Limeburning at Minera is recorded from as early as 1620 but the Minera Lime Company was established in 1852. The total output from the Minera area quarries was estimated, in 1859, to be around 300,000 tons, with 200,000 tons of this converted to lime.

The Minera Lime Company became a limited company in 1865, and this prompted some heavy cash injection into the works. Using this money, the company erected a "Hoffmann kiln". Originally destined for brickmaking, it was soon converted to limeburning. This kiln still exists and is one of three that were purpose-built for lime burning left in the UK: another is located at Langcliffe in Yorkshire, another is located at Llanymynech Limeworks.

The quarries had their own steam locomotive and hundred of open coal wagons and closed lime wagons at its peak. Hornby Railways and Dapol both have model wagons detailing the Minera Lime Co. It also had extensive kilns, still there to this day.
The works closed in 1972 and the Wrexham and Minera Branch railway lines were pulled up at around the same time.

==Current usage==

Blasting and quarrying of limestone, used for road building materials, continued at the site until 1993.

For many years since closure, the quarry served as storage for road building materials, and a tipple for them was built, but was soon abandoned. In 2004-05 the quarry was subject to a cleanup operation, where all the materials were taken and the whole area flattened. Tarmac (a supplier of materials to the building trade) who had taken interest in the site took several core samples and found the quarry to still be a viable source of lime.

Lafarge Aggregates owned the site until recently, following their take over of Redland plc and erected large amounts of fencing around most of the site as well as signage advising to stick to signed footpaths, restricting movement around the quarry for health and safety purposes. Lafarge had no interest in resuming quarrying operations at the site here.

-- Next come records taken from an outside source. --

PR #128, opened 2023-09-07
Options tidy-up

mtmk:
* Removed variable PubOpts Headers and ReplyTo
* Added headers and replyTo params to Publish methods
* Make all Opts classes (not structs)
* Added default options for JS context

### DIFF
--- a/src/NATS.Client.Core/INatsConnection.cs
+++ b/src/NATS.Client.Core/INatsConnection.cs
@@ -16,12 +16,12 @@ public interface INatsConnection
     /// </summary>
     /// <param name="subject">The destination subject to publish to.</param>
     /// <param name="payload">The message payload data.</param>
-    /// <param name="replyTo">Optional reply-to subject.</param>
     /// <param name="headers">Optional message headers.</param>
+    /// <param name="replyTo">Optional reply-to subject.</param>
     /// <param name="opts">A <see cref="NatsPubOpts"/> for publishing options.</param>
     /// <param name="cancellationToken">A <see cref="CancellationToken"/> used to cancel the command.</param>
     /// <returns>A <see cref="ValueTask"/> that represents the asynchronous send operation.</returns>
-    ValueTask PublishAsync(string subject, ReadOnlySequence<byte> payload = default, string? replyTo = default, NatsHeaders? headers = default, NatsPubOpts? opts = default, CancellationToken cancellationToken = default);
+    ValueTask PublishAsync(string subject, ReadOnlySequence<byte> payload = default, NatsHeaders? headers = default, string? replyTo = default, NatsPubOpts? opts = default, CancellationToken cancellationToken = default);
 
     /// <summary>
     /// Publishes the message payload to the given subject name, optionally supplying a reply subject.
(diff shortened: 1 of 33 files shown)


src/NATS.Client.Core/INatsConnection.cs
```diff
@@ -17,10 +17,12 @@ public interface INatsConnection
     /// </summary>
     /// <param name="subject">The destination subject to publish to.</param>
     /// <param name="payload">The message payload data.</param>
+    /// <param name="replyTo">Optional reply-to subject.</param>
+    /// <param name="headers">Optional message headers.</param>
     /// <param name="opts">A <see cref="NatsPubOpts"/> for publishing options.</param>
     /// <param name="cancellationToken">A <see cref="CancellationToken"/> used to cancel the command.</param>
     /// <returns>A <see cref="ValueTask"/> that represents the asynchronous send operation.</returns>
-    ValueTask PublishAsync(string subject, ReadOnlySequence<byte> payload = default, NatsPubOpts? opts = default, CancellationToken cancellationToken = default);
+    ValueTask PublishAsync(string subject, ReadOnlySequence<byte> payload = default, string? replyTo = default, NatsHeaders? headers = default, NatsPubOpts? opts = default, CancellationToken cancellationToken = default);
```
caleblloyd, line 25: do you think there is a benefit to having `headers` appear before `replyTo`, as it is likely a more common option than `replyTo` - for those who call with a positional syntax

I can also see the argument that `replyTo` should come first, because it was defined in the protocol before Headers were

I don't have a strong preference but thought it was worth bringing up

src/NATS.Client.Core/INatsConnection.cs
```diff
@@ -97,6 +115,8 @@ public interface INatsConnection
     ValueTask<NatsMsg<TReply?>?> RequestAsync<TRequest, TReply>(
         string subject,
         TRequest? data,
+        string? queueGroup = default,
```
caleblloyd, line 118: I don't think `queueGroup` would ever get used - since `Request` makes a new inbox and doesn't expose it, the subscribe that it creates is likely the only subscriber that will ever listen, so there is not a need for a work queue

mtmk: Good catch. Removed.

src/NATS.Client.Core/INatsConnection.cs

The Minera Quarry Trust negotiated with Lafarge about the future of the site. Minera Quarry Trust was established in 2005 with the explicit aim of conserving the former quarry site for the benefit of the public. Since then the trust has made significant progress in developing a plan of action for the site that encompasses both short term improvements and long term sustainability for the site. The Trust worked in partnership with North Wales Wildlife Trust to develop the project and received political endorsement from Wrexham County Borough Council.

North Wales Wildlife Trust purchased the site for £1 from Tarmac, who also donated £100,000 so work could be carried out to make the site safe for public access. The site was officially opened on 2 June 2018 by Mike Dilger as their 36th Wildlife Reserve in North Wales.

The quarry contains entrances to the important caves Ogof Dydd Byraf and Ogof Llyn Du whose passages come very close to Ogof Cefn-y-Gist and Ogof Llyn Parc. starting in the quarry linked to many underground rivers.